Sondrel can create a custom ASIC to take your product line into its next phase of development or create a flexible System on Chip that can be used for multiple product lines.
Talk to our sales team about taking your FPGA or product concept into a custom silicon design.
As part of our commitment to offering excellent value and a fast time to market, we favour a subsystem re-use approach. As we design, we capture our understanding of discrete subsystems so that they can be redeployed in future designs quickly and with far less effort than when designing from scratch.
The benefits of building a System on Chip using a subsystem are obvious – utilising pre-verified and developed IP blocks gives your design a head-start, saving time and money, whilst enabling you to integrate IP and peripherals that makes your design solution unique.
However, what you don’t want is for the subsystem to throw up any constraints or barriers to your tailored specification – a subsystem needs to work for you, not against you.
The Sondrel engineering team has developed a flexible subsystem model that has addressed traditional difficulties associated with subsystem design. This can form the foundation of your unique product, reducing your design and development timeline without compromising on the specification or quality of your design.

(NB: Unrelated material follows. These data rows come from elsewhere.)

PR #6160, opened 2024-05-01
[Personal Txns] Handle attempted recreations

sampoder:
Resolves error 666, incredible. https://appsignal.com/hack-club/sites/6596247683eb67648f30f807/exceptions/incidents/666


sampoder:
Screenshot 2024-04-30 at 7 07 10 PM

PR #6162, opened 2024-05-01
[Reimbursements] Handle ACHs Rejected by Column

sampoder:
## Summary of the problem

When we run `ach_transfer.approve(User.find_by(email: "bank@hackclub.com"))` this is the first time that we communicate our ACH to Column. Occasionally, Column will reject ACHs. For example, ACHs with incorrect routing numbers are rejected. 

At the moment, this leads to an unapproved ACH.

## Describe your changes

I've made it so that if ACH approval succeeds, we proceed as usual.

However, if it fails, we:

- Move to the failed state
- Send an email to the user
- Delete the ACH from our records


app/services/reimbursement/payout_holding_service/nightly.rb
```diff
@@ -44,10 +44,20 @@ def run
                 creator: User.find_by(email: "bank@hackclub.com")
               )
               ach_transfer.save!
-              ach_transfer.approve!(User.find_by(email: "bank@hackclub.com"))
-              payout_holding.ach_transfer = ach_transfer
-              payout_holding.save!
-              payout_holding.mark_sent!
+              begin
+                ach_transfer.approve!(User.find_by(email: "bank@hackclub.com"))
+              rescue
```
garyhtou: should this be written as a transaction? (if possible)

sampoder: Can we write it in a transaction? I'm worried about us making a call to Column and rolling back the changes after that. The rollback wouldn't happen on Column

sampoder:
Tested this locally, it worked

sampoder:
I've just made a small edit, I'm going to have us reject the ACH instead of destroying it. I'm going to do that so that we have a better log of everything but don't interfere with ops' workflows.

app/services/reimbursement/payout_holding_service/nightly.rb
```diff
@@ -44,10 +44,20 @@ def run
...
+                ach_transfer.mark_rejected!(User.find_by(email: "bank@hackclub.com"))
+                payout_holding.mark_failed!
+                ReimbursementMailer.with(
+                  reimbursement_payout_holding: payout_holding,
+                  reason: "Your routing number / account number was invalid."
+                ).ach_failed.deliver_later
+              else
+                payout_holding.ach_transfer = ach_transfer
```
garyhtou: Does this line need to be ran, even if there's an error?

app/services/reimbursement/payout_holding_service/nightly.rb
```diff
@@ -44,10 +44,20 @@ def run
...
+                payout_holding.save!
+                payout_holding.mark_sent!
```
garyhtou: the stuff in the `else` can likely just be placed inside the `begin`. if there an error with `approve!` it will skip the rest of the lines and go directly to `rescue`

sampoder: I didn't put it there because if the lines after `approve!` fail, I don't want us to then reject the ACH as it's already been sent

app/services/reimbursement/payout_holding_service/nightly.rb
sampoder: Not necessarily, though we could... I personally don't think we should but I don't have strong thoughts on it

PR #6163, opened 2024-05-01
[Reimbursements] Add a tool for monitoring the clearinghouse

sampoder:
## Summary of the problem

Errors happen on the clearinghouse! I've been working on fixing them but having a tool to monitor this issues would be incredible. This is the tool I've designed for us to get a quick overview of why the clearinghouse's balance isn't $0 at any given moment. 

## Describe your changes

See screenshots at https://hackclub.slack.com/archives/C06JEH8HJSK/p1714546049447689


app/models/reimbursement/payout_holding.rb
```diff
@@ -58,6 +58,16 @@ class PayoutHolding < ApplicationRecord
...
     end
 
+    def payout_transfer
+      if ach_transfer.present?
+        ach_transfer
+      elsif increase_check.present?
+        increase_check
+      else
+        nil
+      end
```
garyhtou:
```suggestion
      ach_transfer || increase_check
```

sampoder:
With cases like this: https://hackclub.slack.com/archives/C047Y01MHJQ/p1714591570301449 often happening, I'm going to merge this so we have a tool. Would still love feedback and suggestions, just I'll add those in a later PR.

I've tested this locally and it only affects admin pages.

PR #6179, opened 2024-05-02
[Reimbursements] Clarify that reimbursements are US only

sampoder:
Closes https://github.com/hackclub/hcb/issues/6178


garyhtou:
Let's send some copy when creating a report (for both yourself and someone else). We should also add this to the public reimbursements page.

PR #6196, opened 2024-05-05
[Reimbursements] Render receipts count on org's ledger

sampoder:
It's handy! Plus it makes everyone look like they've been good and have upload their receipts.


app/models/hcb_code.rb
```diff
@@ -439,6 +439,12 @@ def receipt_optional?
     !receipt_required?
   end
 
+  def receipts
+    return reimbursement_expense_payout.expense.receipts if reimbursement_expense_payout.present?
```
garyhtou: what happens is someone attaches receipts to the HcbCode? will they be hidden?

also, does this affect preloading?

i wonder if there a way to write this with a join/union

PR #6201, opened 2024-05-06
Return as invalid if bank doesn't support ACHs & add validation for payouts

sampoder:
Closes https://github.com/hackclub/hcb/issues/6185, though I'm not sure how much of this we need because of the regex filter we have


garyhtou (commented):
🪄

Do we want this same logic for validation ach payout setting?

maybe a shared service can be good

PR #6205, opened 2024-05-07
Create new organizers with default `is_signee: false`

rluodev:
## Summary of the problem
We were creating new organizers and organizer position invites with `is_signee: null` because we didn't have a default value.

## Describe your changes
This will set the default value for newly created `organizer_position`s to `false` instead of `null`


sarthaktexas (dismissed):
this looks good to me but await gary review

garyhtou:
@sampoder would you be interested in reviewing and running the migration on your computer?

garyhtou:
🪄 after Sam's review

app/services/event_service/create_demo_event.rb
```diff
@@ -31,7 +31,7 @@ def run
 
         @event.save!
 
-        OrganizerPositionInviteService::Create.new(event: @event, sender: @point_of_contact, user_email: @email, initial: true).run!
+        OrganizerPositionInviteService::Create.new(event: @event, sender: @point_of_contact, user_email: @email, initial: true, is_signee: true).run!
```
garyhtou: We can't guarantee that the creator of a demo mode ends up signing the contract. The ops person who onboards and approves an org should also update contract signee status.

```suggestion
        OrganizerPositionInviteService::Create.new(event: @event, sender: @point_of_contact, user_email: @email, initial: true).run!
```

sampoder (approved):
Migration ran on my computer, thanks Ruien!

PR #6235, opened 2024-05-10
Reimbursements: Default report name should be the current date, not the date the app booted

cjdenio:
Model "helpers" like `attribute` and `has_many` are evaluated when the model is first loaded, _not_ every time the model is instantiated


sampoder (approved):
lol incredible thank you

PR #6248, opened 2024-05-11
Use Tailwind for donations QR code generator

cjdenio:


sampoder:
lol that is so much cleaner than what we had before, thank you

PR #6253, opened 2024-05-12
Experiment: move all the top-level config files into `config/`

cjdenio:
The root of the repository is getting pretty cluttered— this is one way of fixing that


garyhtou (commented):
How do IDEs react to this change? Many of them look for config files in the root of the repo/workspace

cjdenio:
I've updated all the file locations for VS Code (see `.vscode/settings.json`) and it works. I assume RubyMine and other editors let you specify custom config file locations as well

garyhtou:
I'm in favor of keeping it in the default location to lessen the configuration required and prevent tools from unexpectedly breaking. It's a cool experiment though!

The Sondrel team addresses SoC complexity with a ‘divide and conquer’ subsystem that has been developed to adhere to the following principles. These principles ensure the consistency, flexibility and efficiency of the design and development of your SoC:
- It incorporates blocks implementing a well identified feature.
- It hides significant internal connectivity, SoC glues, registers or pieces of the interconnect.
- The subsytem is ‘atomic’: it does not need to be partitioned (ungrouped) by synthesis.
- It does not contain IPs which need to be placed too far from each other in a SoC floorplan.
- It is designed to offer standard interfaces for integration at the upper level.
- It does not contain SoC specific logic.
The IEEE IP-Xact format utilised in our methodology is also used to automate the task of connecting subsystems together to create a System on Chip (SoC). To do this manually would involve an engineer needing to instantiate each component (subsystem) in the code and connect each wire individually. With IP-Xact the engineering team can significantly speed up the development process by being able to re-generate the SoC top-level code quickly.
Power efficient design enables product owners to extract the maximum value from their silicon investment. It means every square millimetre of the chip area is optimised to deliver the best possible performance or processing speed with the lowest power leakage and residual heat output. Simply put, power efficient design helps you do more with less, and when less is a tiny chip area or an advanced process node this can mean a significant production cost. It stands to reason that if your product is to be created on an advanced process node such as 5nm or 7nm, you want to ensure the maximum return for the substantial investment you will need to make.
Sondrel's focus on power efficient design is based upon a comprehensive and up to date understanding of the best processors, embedded memory components, process nodes and design approaches, as well as the reliability and tolerance ranges for those processes and the foundries that offer them. To be completely certain that your design is based on a thorough exploration and evaluation of all the available possibilities you need to involve architects with a neutral and current market overview. Sondrel provides that certainty.